Here’s the changelog, looks like there’s not a strict security fix vs feature distinction, so we should probably shouldn’t introduce the new version in kops 1.13:

* Fri Aug 02 2019 Jindrich Novy <jnovy@redhat.com> - 2:2.107-3
- use 2.107 in RHEL7u7
- add build.sh script

* Thu Jul 11 2019 Lokesh Mandvekar <lsm5@redhat.com> - 2:2.107-2
- Resolves: #1626215

* Mon Jun 24 2019 Lokesh Mandvekar <lsm5@redhat.com> - 2:2.107-1
- bump to v2.107

* Tue Apr 23 2019 Lokesh Mandvekar <lsm5@redhat.com> - 2:2.99-1
- built commit b13d03b

* Tue Apr 02 2019 Frantisek Kluknavsky <fkluknav@redhat.com> - 2:2.95-2
- rebase

* Thu Feb 28 2019 Frantisek Kluknavsky <fkluknav@redhat.com> - 2:2.84-2
- rebase

* Tue Jan 08 2019 Frantisek Kluknavsky <fkluknav@redhat.com> - 2.77-1
- backported fixes from upstream

* Mon Nov 12 2018 Dan Walsh <dwalsh@fedoraproject.org> - 2.76-1
- Allow containers to use fuse file systems by default
- Allow containers to sendto dgram socket of container runtimes
- Needed to run container runtimes in notify socket unit files.

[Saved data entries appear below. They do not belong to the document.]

PR #6451, opened 2021-09-14
typo fix for aws wafv2 reference

ertenmehmet:
my colleague has bumped into this issue while trying to create a wafv2 stack in aws. I thought this might be annoying, since waf is already a concept more complicated than many others


leezen:
Thank you for the suggested fix. This part of the documentation is auto-generated and I've filed a corresponding issue to look at the underlying code generation that causes this.

PR #6486, opened 2021-09-23
Add PurgeCSS, un-vendor pulumi-hugo, etc.

cnunciato:
Bunch of things in here, but all related:

* **Stop vendoring pulumi-hugo**. We no longer need to do this, as we're now building our CSS and JS bundles in pulumi/theme, which means we can just pull them into the Hugo build as regular Hugo `assets`. This change adjusts the Hugo config and build scripts accordingly.

* **Add PurgeCSS as a build step**. We use PurgeCSS today to filter out unused CSS, but we do so at the pulumi-hugo level. This change just moves that step to run after the website build instead -- which makes more sense, anyway, since it means PurgeCSS can analyze the actual content of the rendered website, and not just an approximation of that content through Hugo templates, Markdown files, etc.

* **Stop publishing Sentry releases**. We can't do this quite as cleanly here, with the JS build now happening in pulumi/theme (which leaves the JS/TS source files behind). But in all honesty, we weren't really making use of Sentry releases, anyway, so I'm comfortable just removing this rather than spending the time to plumb everything through; the Sentry errors we get are useful enough by themselves without having a historical mapping between a given error and the specific website release that caused it. But if we _did_ want to keep publishing these, we could certainly do so in a follow-up.

* **Remove markdown_seo_lint.js**. We're doing [the same thing in pulumi-hugo](https://github.com/pulumi/pulumi-hugo/blob/master/scripts/lint/lint-markdown.js), so we don't need to do it here.

* Remove the local reference in `go.mod` in order to rely on fetching private modules with GOPRIVATE and git config.


cnunciato:
Actually, looks like I missed checking in the Hugo config -- ⏳..

config/_default/config.yml
```diff
@@ -27,18 +27,6 @@ module:
...
           target: data
-        - source: assets
-          target: assets
-        - source: archetypes
-          target: archetypes
-        - source: components
-          target: assets
-        - source: package.json
-          target: assets
-        - source: tsconfig.json
```
djgrove, line 38: For my benefit--can we remove these from `registry` here also, or is there a distinction?

scripts/ensure.sh
```diff
@@ -13,6 +13,3 @@ fi
 # Install the Node dependencies for the website and the infrastructure.
 yarn install
 yarn --cwd infrastructure install
-
-# Fetch Hugo modules.
-hugo mod vendor
```
djgrove, line 18: One other thing for my understanding--what is the benefit of vendoring if it's essentially optional in the build process?

djgrove (approved):

djgrove:
This is great!! What was the impact on bundle size?

config/_default/config.yml
cnunciato: Yes! I'm about to push up a commit that does just that. (Just noticed them myself.)

praneetloke (approved):
TIL: When I saw that you were removing the go mod override, I went looking at the workflow in this repo and realized that it uses the [personal access token method](https://github.com/pulumi/docs/blob/master/.github/workflows/update-theme.yml#L31-L33) to configure git.

cnunciato:
> What was the impact on bundle size?

Brings it down from ~3MB to ~30K minified & gzipped.

PR #6553, opened 2021-10-01
Update gen_resource_docs.sh to add package tree files to the static dir

praneetloke:
### Proposed changes

These files are static because we'll load them on-demand. They won't be consumed to generate any static markup at this time.

CloudFront does seem to automatically compress [`application/json` content-type](https://docs.aws.amazon.com/AmazonCloudFront/latest/DeveloperGuide/ServingCompressedFiles.html#compressed-content-cloudfront-file-types) (I am assuming the correct content-type will be set on the file when it is uploaded to S3 since the file extension hints at it being json) already, so I don't think we need to update our CFN settings.


scripts/gen_resource_docs.sh
```diff
@@ -14,7 +14,7 @@ INSTALL_RESOURCE_PLUGIN_VERSION=${3:-}
 
 PACKDIR="./content/docs/reference/pkg"
 ABSOLUTEPACKDIR="$(pwd)/content/docs/reference/pkg"
-PACKAGE_TREE_OUT_DIR="../../../registry/packages/data/navs"
+PACKAGE_TREE_OUT_DIR="../../static/registry/packages/navs"
```
praneetloke, line 17: This also has the following benefits:
* co-located with the API docs
* will be kept up-to-date with the API docs whenever we generate those. That is, we already have a workflow for this repo to generate docs and open a PR for updated docs. So now that'll include updated package tree files for the respective package.

kimberleyamackenzie (commented):
:shipit:

scripts/gen_resource_docs.sh
cnunciato: What would you think about making this path be just `https://pulumi.com/registry/packages/aws-native.json`, for example? In other words, remove `navs`, since these files are essentially JSON representations of a package? Maybe that's reaching a bit, but I only mention it thinking these JSON files could be used for something other than just the registry tree nav. Know what I mean?

cnunciato (approved):
YES. 🚀 One little question about naming (because isn't there always a question about naming?), but needn't block, just food for thought.

scripts/gen_resource_docs.sh
praneetloke: > In other words, remove navs, since these files are essentially JSON representations of a package? 

Not entirely true. Yes, it is a JSON of the modules, resources and functions of a package but it doesn't entirely constitute a package as a whole. I guess it depends on how you see it. To me, these are the "structural" JSON files of a package.

> but I only mention it thinking these JSON files could be used for something other than just the registry tree nav. Know what I mean?

Ah I see what you mean. How about instead of `navs`, calling it `maps`? It could be considered a package map. I think `https://pulumi.com/registry/packages/aws-native.json` gives the impression that it is the package itself. In fact, would that conflict with the main path of the registry at `pulumi.com/registry`? I was trying to confirm that by looking for static path mappings and couldn't find them. How do we map the `/static` paths to the actual S3 objects? Perhaps, I should move this one more level down under a `json` dir inside `static`. So these are static json files specific to the registry. So the final path would be `https://pulumi.com/json/registry/packages/map/aws-native.json`.

cnunciato: Honestly I think we could just merge this as-is and come back to it when we do have that more-general-purpose use case. Let's :shipit:. 😄

PR #6554, opened 2021-10-01
Update provider names

infin8x:
Did a second pass over these names to true them up with the list of packages we're tracking, ensure capitalization is correct, etc.


praneetloke:
@infin8x it would be awesome if you could also update https://github.com/pulumi/pulumi/blob/master/pkg/codegen/docs/gen.go#L74 over in `pulumi/pulumi`?

infin8x:
@praneetloke ah thanks. Done: https://github.com/pulumi/pulumi/pull/8119

praneetloke (approved):

PR #6576, opened 2021-10-05
Generate package nav files

praneetloke:
### Proposed changes

These packages were previously unaccounted for in the list of packages in `gen_all_resource_docs.sh` and were actually added to that list in the last couple of days. While I generated the metadata files for those I didn't specifically generate the nav files for them.

Note that since these packages existed before I introduced the changes in `resourcedocsgen` to generate the navs, they were not automatically generated in our CI/CD automation for provider docs releases. But they will be anytime a new version is released or a new provider is introduced.


kimberleyamackenzie (approved):
:shipit:

PR #17424, opened 2026-02-04
Making changes to some of the python docs

pierskarsenbarg:
### Proposed changes

* Updates to the multi-language components docs regarding configuration for components that do not use pip for dependency management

* Fri Oct 19 2018 Dan Walsh <dwalsh@fedoraproject.org> - 2.74-1
- Allow containers to setexec themselves

* Tue Sep 18 2018 Frantisek Kluknavsky <fkluknav@redhat.com> - 2:2.73-3
- tweak macro for fedora - applies to rhel8 as well

* Mon Sep 17 2018 Frantisek Kluknavsky <fkluknav@redhat.com> - 2:2.73-2
- moved changelog entries:
- Define spc_t as a container_domain, so that container_runtime will transition
to spc_t even when setup with nosuid.
- Allow container_runtimes to setattr on callers fifo_files
- Fix restorecon to not error on missing directory

* Thu Sep 06 2018 Dan Walsh <dwalsh@fedoraproject.org> - 2.69-3
- Make sure we pull in the latest selinux-policy

* Wed Jul 25 2018 Dan Walsh <dwalsh@fedoraproject.org> - 2.69-2
- Add map support to container-selinux for RHEL 7.5
- Dontudit attempts to write to kernel_sysctl_t

This workaround no longer works. As of today http://mirror.centos.org/centos/7.6.1810/ has been deprecated. This also breaks the fix that went in kops 1.13.1: https://github.com/kubernetes/kops/pull/7609

As a workaround you can use http://vault.centos.org/7.6.1810/extras/x86_64/Packages/container-selinux-2.68-1.el7.noarch.rpm

But really contianer-selinux needsto be updated to http://mirror.centos.org/centos/7/extras/x86_64/Packages/container-selinux-2.107-3.el7.noarch.rpm along with associated dependencies

Indeed, hooks won’t work. We figured that out the exact same time as @alexinthesky 😂

Then we switched for the Debian AMI to avoid further damage by dying spot instances. kope.io/k8s-1.14-debian-stretch-amd64-hvm-ebs-2019-08-16

Now that #7609 is merged how would I be able to leverage this change? Do I have to wait for a new kops release or how is nodeup released?

@rdjy Thanks for the answer, it did the trick for us.